A Southern Tale Dripping With Stereotypes

By Ann Hornaday
Washington Post Staff Writer
Friday, February 22, 2008

Over the course of his 30-year career, writer-director John Sayles has come to be counted on as one of the most humanist, politically engaged voices in American cinema. In recent years, with such films as "Lone Star," "Limbo" and "Sunshine State," he also has become something of a regionalist, limning vivid portraits of the country's subcultures and their indigenous habits and habitats. Those movies have often been wonderful, which makes "Honeydripper," in which Sayles visits an American South drenched in myth, romance and stagy sentimentalism, such a disappointment.

Which is not to say it isn't ennobled by good intentions. "Honeydripper" opens in rural Alabama in 1950 where, in this fictional story, rock-and-roll is born. Danny Glover plays Tyrone "Pinetop" Purvis, who runs a ramshackle roadhouse on the edge of town and who, for contrived reasons, won't allow guitars in the club. When a young wanderer mysteriously appears on the scene brandishing that very instrument -- electrified, no less -- Tyrone must decide if the kid and his newfangled contraption might just save the juke joint.

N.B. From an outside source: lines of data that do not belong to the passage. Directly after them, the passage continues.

PR #37, opened 2020-08-08
solved

DmJSCourse:
коменты пришлось удалить, линт их не пропускал.

### DIFF
--- a/src/formatDate.js
+++ b/src/formatDate.js
@@ -1,25 +1,41 @@
 'use strict';
 
-/**
- * Time flies, standards change. Let's get rid of the routine of changing the date format,
- * and create a function for formatting dates.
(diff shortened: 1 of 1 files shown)


src/formatDate.js
```diff
@@ -1,25 +1,41 @@
...
+        break;
+      case 'YY':
+        if (fromFormat.includes(value)) {
+          result[index] = values[fromFormat.indexOf(value)];
+        } else if (fromFormat.includes('YYYY')) {
+          result[index] = values[fromFormat.indexOf('YYYY')].substring(2);
+        }
+        break;
+      default:
+        break;
```
furude-rika, line 34: maybe it's better to write 'Invalid values' before the break to show that values didn't match those you expected

PR #45, opened 2020-08-09
Solution

martakupka:


src/formatDate.js
```diff
@@ -19,7 +25,59 @@
...
+      if (toFormat[i].length === year.length) {
+        newDate[i] = year.join('');
+      } else {
+        if (toFormat[i].length < year.length) {
+          const shortYear = year.slice(2);
+
+          newDate[i] = shortYear.join('');
+        } else {
+          if (toFormat[i].length > year.length) {
+            if (+year.join('') <= 99 && +year.join('') > 20) {
```
krajnova, line 59:
```suggestion
            if (+year.join('') <= 99 
              && +year.join('') > 20) {
```

krajnova: It would be more readable and you should also change 20 to 30

PR #62, opened 2020-09-21
Solution

DmytroArkhypenko:


src/formatDate.js
```diff
@@ -51,6 +51,44 @@
...
+    }
+
+    if (key === 'YY') {
+      if (dateArr[yearIndexShort]) {
+        resultArr.push(dateArr[yearIndexShort]);
+      } else {
+        resultArr.push(dateArr[yearIndex].slice(2));
+      }
+    }
+  }
```
vkryvytskyy, line 89: use switch..case instead of if..else. It's more readable

vkryvytskyy (approved):

PR #113, opened 2020-12-16
Solution

sasha39612:


5Mountains (approved):
Nice solution with implementing switch/case!

Denchepornyuk (approved):

PR #122, opened 2020-12-16
Solution

khrulenko:


dima-bond (approved):

src/formatDate.js
```diff
@@ -50,7 +50,42 @@
...
+
+  const obj = {
+    get YY() {
+      if (fromFormat.includes('YYYY')) {
+        return arr[fromFormat.indexOf('YYYY')].substr(2, 2);
+      }
+
+      return arr[fromFormat.indexOf('YY')];
+    },
+    get YYYY() {
```
aionova, line 63: There is no need to use getters here. You can use methods.

aionova (approved):

PR #134, opened 2020-12-17
If-solution format date

WhiteRhin0:


MarchD (approved):
good job

src/formatDate.js
```diff
@@ -51,6 +51,43 @@
 
 function formatDate(date, fromFormat, toFormat) {
   // write code here
+  const dateArr = date.split(fromFormat[3]);
+  const dateObj = {};
+  const resultArr = [];
+
+  for (let i = 0; i < 3; i++) {
+    dateObj[fromFormat[i]] = dateArr[i];
+  }
```
varseniuk, line 60: For this task, when you know the exact amount of array's elements, it's ok to use '3', but better always use 'array.length' when iterating through the array in a loop.
```suggestion
  for (let i = 0; i < dateArr.length; i++) {
    dateObj[fromFormat[i]] = dateArr[i];
  }
```

varseniuk (approved):
Clever solution

PR #136, opened 2020-12-17
Solution

Roman-Matsuk:


YuriiFitsyk (approved):
Interesting way to format.

src/formatDate.js
```diff
@@ -50,7 +50,38 @@
...
-  // write code here
+  let dateArray = date.split(fromFormat[3]);
+  let fromFormatCopy = [...fromFormat];
+  const result = [];
+  let add = 0;
+
+  if (fromFormatCopy[0][0] !== toFormat[0][0]) {
+    fromFormatCopy = fromFormatCopy.reverse();
+    dateArray = dateArray.reverse();
+  };
```
vsm2k17, line 61: that does not work for cases when position 2 switched with position 3
1, 2, 3 => 1, 3, 2

vsm2k17: image

vsm2k17 (changes requested):
image
does not work for cases when YY => YYYY

vsm2k17 (changes requested):
image
image
something went wrong

vsm2k17 (approved):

There's absolutely no questioning Sayles's passion and integrity when it comes to such subjects as race, history and music. It's just that, in the belabored universe of "Honeydripper," that's what they are: subjects. With names like China Doll, Maceo and Possum, the people in Sayles's story aren't characters as much as billboards, many of whom hew to some of literature and cinema's hoariest racial stereotypes, from a sexually voracious Jezebel, played by Davenia McFadden, to the Magical Negro in the form of an oracular blind guitarist played by Keb' Mo'. ("Honeydripper" features a fabulous cast, including Lisa Gay Hamilton, Yaya DaCosta and Charles S. Dutton.)

Preachiness has always been a weakness of Sayles's, and here it gets the best of him, as he shoehorns everything from the history of Pullman porters to the integration of the Armed Services into his painfully expository dialogue. Put simply, it's hard to believe a word of "Honeydripper." There's not a spark of spontaneity or soul about it; you can practically hear "Cut!" after every scene.

Trudging earnestly under a mantle of impeccable ideals and a fussy, too-quaint-by-half production design, "Honeydripper" lags and drags to an utterly predictable end. Gary Clark Jr., the Austin guitar whiz who makes an impressive debut as the teenage ax man in "Honeydripper," finally takes the stage in what should be an electrifying, exhilarating climax. But by the time he finally plays, it's too little, too late.

Honeydripper (123 minutes, at Phoenix Theatres Union Station) is rated PG-13 for brief violence and some suggestive material.